Task statement
Go line by line through the entries below and copy those containing the string "annotations".

--------------------------------

PR #6, opened 2021-08-13
Digests: SAL annotations for parameters

SpencerNofzinger:
Preliminary SAL annotations - want to use this to ask some questions

### DIFF
--- a/SymCryptEngine/src/sc_ossl_digests.c
+++ b/SymCryptEngine/src/sc_ossl_digests.c
@@ -19,10 +19,10 @@ static int sc_ossl_digest_nids[] = {
 };
 
 /* MD5 */
-static int sc_ossl_digest_md5_init(EVP_MD_CTX *ctx);
-static int sc_ossl_digest_md5_update(EVP_MD_CTX *ctx, const void *data, size_t count);
-static int sc_ossl_digest_md5_final(EVP_MD_CTX *ctx, unsigned char *md);
-static int sc_ossl_digest_md5_copy(EVP_MD_CTX *to, const EVP_MD_CTX *from);
+static int sc_ossl_digest_md5_init(_Out_ EVP_MD_CTX *ctx);
+static int sc_ossl_digest_md5_update(_Inout_ EVP_MD_CTX *ctx, _In_reads_(count) const void *data, size_t count);
+static int sc_ossl_digest_md5_final(_Inout_ EVP_MD_CTX *ctx, _Out_writes_(SYMCRYPT_MD5_RESULT_SIZE) unsigned char *md);
+static int sc_ossl_digest_md5_copy(_Out_ EVP_MD_CTX *to, _In_ const EVP_MD_CTX *from);
 static EVP_MD *_hidden_md5_md = NULL;
 static const EVP_MD *sc_ossl_digest_md5(void)
 {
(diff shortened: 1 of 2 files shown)


SymCryptEngine/src/sc_ossl_digests.c
```diff
@@ -19,10 +19,10 @@ static int sc_ossl_digest_nids[] = {
 };
 
 /* MD5 */
-static int sc_ossl_digest_md5_init(EVP_MD_CTX *ctx);
-static int sc_ossl_digest_md5_update(EVP_MD_CTX *ctx, const void *data, size_t count);
-static int sc_ossl_digest_md5_final(EVP_MD_CTX *ctx, unsigned char *md);
-static int sc_ossl_digest_md5_copy(EVP_MD_CTX *to, const EVP_MD_CTX *from);
+static int sc_ossl_digest_md5_init(_Out_ EVP_MD_CTX *ctx);
+static int sc_ossl_digest_md5_update(_Inout_ EVP_MD_CTX *ctx, _In_reads_(count) const void *data, size_t count);
```
NielsFerguson, line 23: The _In_reads_(count) doesn't work if the data type pointed to is void. You're annotating that you read count values of type void. You should use _In_reads_bytes_ I think.

SymCryptEngine/src/sc_ossl_digests.c
```diff
@@ -142,10 +142,10 @@ static const EVP_MD *sc_ossl_digest_sha384(void)
 }
 
 /* SHA512 */
-static int sc_ossl_digest_sha512_init(EVP_MD_CTX *ctx);
-static int sc_ossl_digest_sha512_update(EVP_MD_CTX *ctx, const void *data, size_t count);
-static int sc_ossl_digest_sha512_final(EVP_MD_CTX *ctx, unsigned char *md);
-static int sc_ossl_digest_sha512_copy(EVP_MD_CTX *to, const EVP_MD_CTX *from);
+static int sc_ossl_digest_sha512_init(_Out_ EVP_MD_CTX *ctx);
+static int sc_ossl_digest_sha512_update(_Inout_ EVP_MD_CTX *ctx, _In_reads_(count) const void *data, size_t count);
+static int sc_ossl_digest_sha512_final(_Inout_ EVP_MD_CTX *ctx, _Out_writes_(SYMCRYPT_SHA256_RESULT_SIZE) unsigned char *md);
```
samuel-lee-msft, line 147: >SYMCRYPT_SHA256_RESULT_SIZE [](http://example.com/codeflow?start=77&length=27)

Should be SYMCRYPT_SHA512_RESULT_SIZE

samuel-lee-msft:
Other than moving to _In_reads_bytes_ and the one SHA512 typo, I think this seems good. :)

I like the comment on sc_ossl_digests, and I think the other digest functions are kind of self explanatory.

One possible additional improvement would be to typedef a return value (`SCOSSL_STATUS`?) for the digest functions with a `_Return_type_success_(return == 1)` annotation (see https://docs.microsoft.com/en-us/cpp/code-quality/annotating-function-behavior?view=msvc-160#successfailure-annotations), to make it more explicit that the functions return 1 on success and 0 on failure.

I think such a typedef could be used in a number of places in the engine, and help to make it more explicit when some functions stray from the 1 for success, 0 for failure shape.

SpencerNofzinger:
(It seems we can't reply directly to comments? Boo)
Sam, the SCOSSL_STATUS is a good idea. I've went ahead and done that. Please take one more look next week. Meanwhile, I'll start working on other files and addressing anything else I see in this digest file.

samuel-lee-msft:
LGTM 👍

--------------------------------

Written solution
Digests: SAL annotations for parameters
Preliminary SAL annotations - want to use this to ask some questions
One possible additional improvement would be to typedef a return value (`SCOSSL_STATUS`?) for the digest functions with a `_Return_type_success_(return == 1)` annotation (see https://docs.microsoft.com/en-us/cpp/code-quality/annotating-function-behavior?view=msvc-160#successfailure-annotations), to make it more explicit that the functions return 1 on success and 0 on failure.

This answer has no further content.